The government does not have the resources do eradicate them humanely.  The only thing that can be done is to encourage people to go out with golf clubs etc

----------


## Ebony

I hear you Deku.  :Frog Smile: 

I dont think doing it with gulf clubs is OK at all. Whats that teaching Children. These frogs are still animals that unfortunately are causing havoc but there's got to be a better way.  :Frown:

----------


## Paul Rust

> I hear you Deku. 
> 
> I dont think doing it with gulf clubs is OK at all. Whats that teaching Children. These frogs are still animals that unfortunately are causing havoc but there's got to be a better way.


* I agree Ebony.*
*Animal control is one thing, cruelty is something different entirely.*

----------


## Ebony

:Frown:   Here people go to jail for being cruel to animals.

----------


## Iratus ranunculus

> I hear you Deku. 
> 
> I dont think doing it with gulf clubs is OK at all. Whats that teaching Children. These frogs are still animals that unfortunately are causing havoc but there's got to be a better way.


In a world that is actually good and decent... yes.  There would be. The problem is the only other way to do it is to poison the water sources they breed in.  For the obvious reasons, that wont work too well.  

You need to detach yourself a little.  Invasive species control is nasty business. To deal with goats in places like the Galapagos they actually put a radio collar on a "Judas Goat" and then follow it in a helicopter until it finds a bunch of other goats (they are social) and then they shoot them all from the air.  You cant really do that with toads.  

Controlling populations of native species can be cruel too.  Believe me, unless the shot is perfect, deer that get shot are in a lot of pain for at least a few minutes.  

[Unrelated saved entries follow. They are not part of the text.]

PR #158, opened 2016-10-27
Sphinx build role

sbesson:
This is a minimal port of the changes proposed https://github.com/openmicroscopy/infrastructure/pull/20 in the context of the upcoming Bio-Formats 5.3.0-m1 release preparation.

This PR puts the minimal requirements into place for documentation nodes, i.e. installing Sphinx as a dependency. As discussed previously, Sphinx is installed globally instead of within a virtual environment to allow it to be consumed by the Jenkins Ant targets which cannot activate a virtual environment. It also applies the policy of dropping the PDF in favor of ZIPs of the HTML and removes the `texlive` step from the `ci-deployment` playbook. /cc @jburel

PR #183, opened 2016-11-18
Virtualenv

aleksandra-tarkowska:
This PR removes PyPI dependences to virtualenv

This PR is for the discussion on #sysadmin and maybe some clean-up first

cc: @sbesson @manics @jburel @joshmoore


ansible/ci-deployment.yml
```diff
@@ -4,6 +4,20 @@
 - hosts: ci-jenkins-linux
   roles:
     - role: jenkinsslave
+    - role: virtualenv
+      virtualenv_user: "{{ jenkinsuser }}"
+      virtualenv_path: /home/{{ jenkinsuser }}/virtualenv
+      virtualenv_site_packages: "yes"
+      virtualenv_pip_rpm_dependencies:
+      virtualenv_pip_dependencies:
```
aleksandra-tarkowska: what to install by default in any node?

ansible/ci-deployment.yml
```diff
@@ -33,8 +47,26 @@
...
+    - role: virtualenv
     - role: sphinx-build
     - role: ansible
+
+  vars:
+    virtualenv_user: "{{ jenkinsuser }}"
+    virtualenv_path: /home/{{ jenkinsuser }}/virtualenv
+    virtualenv_site_packages: "yes"
+    virtualenv_pip_rpm_dependencies:
+    virtualenv_pip_dependencies:
```
aleksandra-tarkowska: doc deps?

ansible/ci-deployment.yml
sbesson: Should this be a variable that can be overriden by group?

ansible/roles/omero-python-deps/README.md
```diff
@@ -28,9 +28,28 @@ Role Variables
 --------------
 
 Optional variables:
-- `omero_python_deps_profile`: Either `distribution` to use the distribution packages for Python modules where possible (default), or `pypi` to install recommended packages globally from PyPI using `pip`.
 - `omero_python_deps_recommended`: If `False` install a minimal set of Python dependencies, default `True`.
 
+If `omero_python_deps_recommended` False then use virtualenv role
```
aleksandra-tarkowska: @manics are you ok with removal of omero_python_deps_profile and handling that as described below?

ansible/ci-deployment.yml
sbesson: I am not sure of the requirement for a virtualenv in ci-docs groups. As discussed in https://github.com/openmicroscopy/infrastructure/pull/158, the current nature of the documentation build stack (i.e. Ant + Sphinx) makes it not usable with a virtualenv in a Jenkins environment. Is there another use case?

aleksandra-tarkowska: @sbesson for autogen I had to add https://github.com/openmicroscopy/infrastructure/pull/129. Does it mean is no longer the case? We don't need venv at all?

sbesson: Briefly discussed with @aleksandra-tarkowska, I think the issue is that different jobs have different strategies. Some of them use Jenkins Ant + globally installed Sphinx (BIOFORMATS build jobs) others use globally installed Ant + virtualenv  (OMERO docs autogen jobs). Rationalizing might be a long term goal. To maintain compatibility, my feeling is that installing Sphinx in the system packages via `sphinx-build` and creating a virtualenv with `--system-site-packages` should maintain compatibility for both types of documentation jobs.

ansible/roles/omero-python-deps/tasks/main.yml
```diff
@@ -1,12 +1,15 @@
 ---
 # tasks file for roles/omero-runtime
 
-- name: omero python deps | check variables
-  fail:
-    msg: "Invalid value of omero_python_deps_profile: {{ omero_python_deps_profile }}"
-  when: "omero_python_deps_profile not in ['distribution', 'pypi']"
 
-# TODO: Consider installing some of these with pip if the user requests it?
+- name: omero python deps | pypi pillow uninstall
```
manics: Can you avoid uninstalling/removing packages:
- If other packages depend on this it may break them (e.g. in a previous PR removing `python-pillow` also removed `cloud-init`)
- In this particular case the global `pip` will also remove the files installed by yum, but the yum/rpm database still lists the package as installed, e.g.

```
[root@5a85874b4943 /]# yum install -q -y epel-release

[root@5a85874b4943 /]# yum install -q -y python-pip

[root@5a85874b4943 /]# pip freeze |grep Pillow

[root@5a85874b4943 /]# yum install -q -y python-pillow

[root@5a85874b4943 /]# pip freeze |grep Pillow
Pillow==2.0.0

[root@5a85874b4943 /]# python -c 'import PIL'

[root@5a85874b4943 /]# pip uninstall -y Pillow
Uninstalling Pillow-2.0.0:
  Successfully uninstalled Pillow-2.0.0

[root@5a85874b4943 /]# pip freeze |grep Pillow

[root@5a85874b4943 /]# rpm -q python-pillow
python-pillow-2.0.0-19.gitd1c6db8.el7.x86_64

[root@5a85874b4943 /]# python -c 'import PIL'
Traceback (most recent call last):
  File "<string>", line 1, in <module>
ImportError: No module named PIL
```

ansible/roles/virtualenv/tasks/main.yml
```diff
@@ -0,0 +1,36 @@
...
+- name: virtualenv | pip compilation requirements {{ virtualenv_pip_rpm_dependencies }}
+  become: yes
+  yum:
+    name: "{{ item }}"
+    state: present
+  with_items: "{{ virtualenv_pip_rpm_dependencies }}"
+
+- name: virtualenv | pypi {{ virtualenv_pip_dependencies }}
+  become: yes
+  become_user: "{{ virtualenv_user }}"
```
manics: Can you make `virtualenv_user` default to `root`, since that's what you'd probably use in production.

ansible/roles/omero-python-deps/README.md
manics: In principle that's fine. What's the plan for specifying the list of pip packages- will the full list always have to be specified in the playbook?

manics:
A more general question: Is this role intended to cover all uses of virtualenv, including use-cases which aren't related to OMERO/BF and related applications?

aleksandra-tarkowska:
@manics could you give the example of what you are thinking of?

manics:
Suppose I want to setup a dedicated box for running infrastructure tasks (either in jenkins, rundeck, or some other manager). This would require ansible, shade, python-openstackclients, and maybe some other python modules, but this has nothing to do with OMERO.

If you want this role to be focussed on OMERO you can setup things by default, if it's meant to work for every use case that's more difficult.

aleksandra-tarkowska:
I am not sure I understand why setting 
```
virtualenv_pip_dependencies:
 - ansible
 - shade
```
won't work in that case?

maybe I will add a quick test...

manics:
It should work. My question was about what your intentions are. If you keep this completely generic you'll have to bear that in mind if you need to make future changes to the role, since it could be used anywhere. If you limit the scope you've got more freedom.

Crushing can be remarkably quick.  I would be right there with you if they were crucifying the toads, but a golf club... All things considered it is guesome, but a lot quicker and more targeted than many alternatives.

----------


## Terry

I am not sure that whacking a toad with a golf club is the best method to control the population of invasive species, but it is effective. The natural range of the cane toad stretches from Mexico south to northwestern South America. The toad was introduced to various Caribbean islands in the early 20th century to wipe out the cane beetle. Like everywhere else, the effort was unsuccessful. Many native frog and toad species are now threatened because of the cane toad. It is also important to know that Mexico, Central America, northwestern South America as well as the Caribbean has the highest number of threatened amphibians in the world. I have read that the cane toad is only a nuisance outside its natural range.

----------


## Iratus ranunculus

> I am not sure that whacking a toad with a golf club is the best method to control the population of invasive species, but it is effective. The natural range of the cane toad stretches from Mexico south to northwestern South America. The toad was introduced to various Caribbean islands in the early 20th century to wipe out the cane beetle. Like everywhere else, the effort was unsuccessful. Many native frog and toad species are now threatened because of the cane toad. It is also important to know that Mexico, Central America, northwestern South America as well as the Caribbean has the highest number of threatened amphibians in the world. I have read that the cane toad is only a nuisance outside its natural range.


You do what you can.  It may not be the nice way to do it, but humans are the only predators these things have outside their native range.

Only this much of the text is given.